Psychrobacter cryohalolentis

Scientific classification
- Domain: Bacteria
- Kingdom: Pseudomonadati
- Phylum: Pseudomonadota
- Class: Gammaproteobacteria
- Order: Pseudomonadales
- Family: Moraxellaceae
- Genus: Psychrobacter
- Species: P. cryohalolentis
- Binomial name: Psychrobacter cryohalolentis Bakermans et al. 2007

= Psychrobacter cryohalolentis =

- Genus: Psychrobacter
- Species: cryohalolentis
- Authority: Bakermans et al. 2007

Species of bacterium

Psychrobacter cryohalolentis is a Gram-negative, nonmotile, aerobic species of bacteria. It was first isolated from Siberian permafrost.

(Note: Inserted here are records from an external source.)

PR #862, opened 2019-09-15
Making Travis a bit happier.

dkorolev:


bricks/util/test.cc
```diff
@@ -281,8 +281,11 @@ TEST(Util, Base64) {
   EXPECT_EQ(all_chars, Base64Decode(Base64Encode(all_chars)));
   EXPECT_EQ(all_chars, Base64URLDecode(Base64URLEncode(all_chars)));
 
+#ifndef NDEBUG
+  // The very `Base64DecodeException` is debug mode only.
```
mzhurovich, line 285: Hmm. What's wrong with this test?

dkorolev: Nothing except it was failing because in `NDEBUG=1`, because the exception is only thrown in debug node.

PR #863, opened 2019-09-15
Attempt to fix `make check` issues with include search path

mzhurovich:
TL;DR there's an issue on OS X when system headers do smth like `#include <time.h>` and there's our own `time.h` in the current dir, which goes first in the include search path order because of `-I.`. `-idirafter` should make current dir the very last in search path order.


dkorolev:
@mzhurovich LGTM++, feel free to merge while I'm AFK for the rest of the day.

dkorolev (approved):

PR #874, opened 2019-10-14
C++17 for `strings::Join` and `current::decay_t`

mzhurovich:
More vanilla c++17

### DIFF
--- a/bricks/strings/join.h
+++ b/bricks/strings/join.h
@@ -61,16 +61,28 @@ inline size_t StringLengthOrOneForChar(T&& param) {
   return StringLengthOrOneForCharImpl<rmref<T>>::Length(param);
 }
 
-template <bool CAN_GET_LENGTH>
-struct OptionallyReserveOutputBufferImpl {
-  template <typename CONTAINER, typename SEPARATOR>
-  static void Impl(std::string&, const CONTAINER&, SEPARATOR&&) {}
-};
+namespace sfinae {
 
-template <>
-struct OptionallyReserveOutputBufferImpl<true> {
-  template <typename CONTAINER, typename SEPARATOR>
-  static void Impl(std::string& output, const CONTAINER& components, SEPARATOR&& separator) {
+template <typename T, typename = void>
+struct is_container : std::false_type {};
+
+template <typename T>
+struct is_container<T, std::void_t<decltype(std::declval<T>().begin()),
+                                   decltype(std::declval<T>().end()),
+                                   typename T::value_type>> : std::true_type {};
+template <typename T>
+constexpr bool is_container_v = is_container<T>::value;
+
+template <typename T>
+constexpr bool is_container_of_strings =
+    is_container_v<T> && std::is_same_v<typename T::value_type, std::string>;
+
+}  // namespace sfinae
+
+template <typename CONTAINER, typename SEPARATOR>
+void OptionallyReserveOutputBuffer(std::string& output, const CONTAINER& components, SEPARATOR&& separator) {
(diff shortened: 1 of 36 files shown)


bricks/template/test.cc
```diff
@@ -274,3 +276,89 @@ TEST(TemplateMetaprogrammingInternalTest, NonemptyConstructorForCombiner) {
   EXPECT_EQ("foo", joined("test"));
   EXPECT_EQ(42, joined(0));
 }
+
+// ********************************************************************************
+// * `current::decay_t` test, moved here from `decay.h`.
+// ********************************************************************************
+template <typename A, typename B>
+inline constexpr bool is_same_v = std::is_same_v<A, B>;
```
dkorolev: I remember! This is the line that did not compile in C++14 on Windows, and I just used `std::is_same_v`.

bricks/template/test.cc
```diff
@@ -274,3 +276,89 @@ TEST(TemplateMetaprogrammingInternalTest, NonemptyConstructorForCombiner) {
...
+
+using namespace current;
```
dkorolev: Maybe put this part into some `namespace test_current_decay`? The seemingly-global `using namespace current` looks scary, even in the test (keep in mind we have the top-level `make test` target).

bricks/strings/join.h
```diff
@@ -61,58 +61,35 @@ inline size_t StringLengthOrOneForChar(T&& param) {
...
-struct IsContainerOfStringsImpl<T, true> {
-  enum { value = std::is_same_v<std::string, current::decay<decltype(*std::declval<T>().begin())>> };
-};
+constexpr bool is_container_v = is_container<T>::value;
 
 template <typename T>
-struct IsContainerOfStrings {
-  enum { value = IsContainerOfStringsImpl<T, HasBegin<T>::CompileTimeCheck(0)>::value };
-};
+constexpr bool is_container_of_strings =
```
dkorolev: `is_container_of_strings_v`?

bricks/strings/join.h
```diff
@@ -61,58 +61,35 @@ inline size_t StringLengthOrOneForChar(T&& param) {
...
 void OptionallyReserveOutputBuffer(std::string& output, const CONTAINER& components, SEPARATOR&& separator) {
   // Note: this implementation does not do `reserve()` for chars, the length of which is always known to be 1.
-  OptionallyReserveOutputBufferImpl<sfinae::IsContainerOfStrings<CONTAINER>::value>::Impl(
-      output, components, separator);
+  if constexpr(sfinae::is_container_of_strings<CONTAINER>) {
+    size_t length = 0;
+    for (const auto& cit : components) {
+      length += cit.length();
+    }
+    length += impl::StringLengthOrOneForChar(separator) * (components.size() - 1);
```
dkorolev: Need a check for `!components.empty()` above, right?

mzhurovich: Well, it's checked in the `Join()` function

dkorolev: Call me paranoid, but let's add this check into here as well? At least in `#ifndef NDEBUG` mode, perhaps?

dkorolev: (Or rename the function by adding some `Unchecked` or `Internal` to its name, with a comment that it would crash on an empty input).

mzhurovich: https://github.com/C5T/Current/pull/874/commits/e9d44966ee29c24f2a314e54062eac3f4450c80f

dkorolev:
LGTM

Its type strain is K5^{T} (=DSM 17306^{T} =VKM B-2378^{T}).

Hypoacylated lipopolysaccharide (LPS) from P. cryohalolentis induces moderate TLR4-mediated inflammatory response in macrophages and such LPS bioactivity may potentially result in the failure of local and systemic bacterial clearance in patients.

P. cryohaloentis has an optimum growth temperature of 22 °C. The species requires 10 mM of NaCl for growth and can tolerate a salinity of as high as 1.25 M NaCl. Cells are catalase and oxidase positive.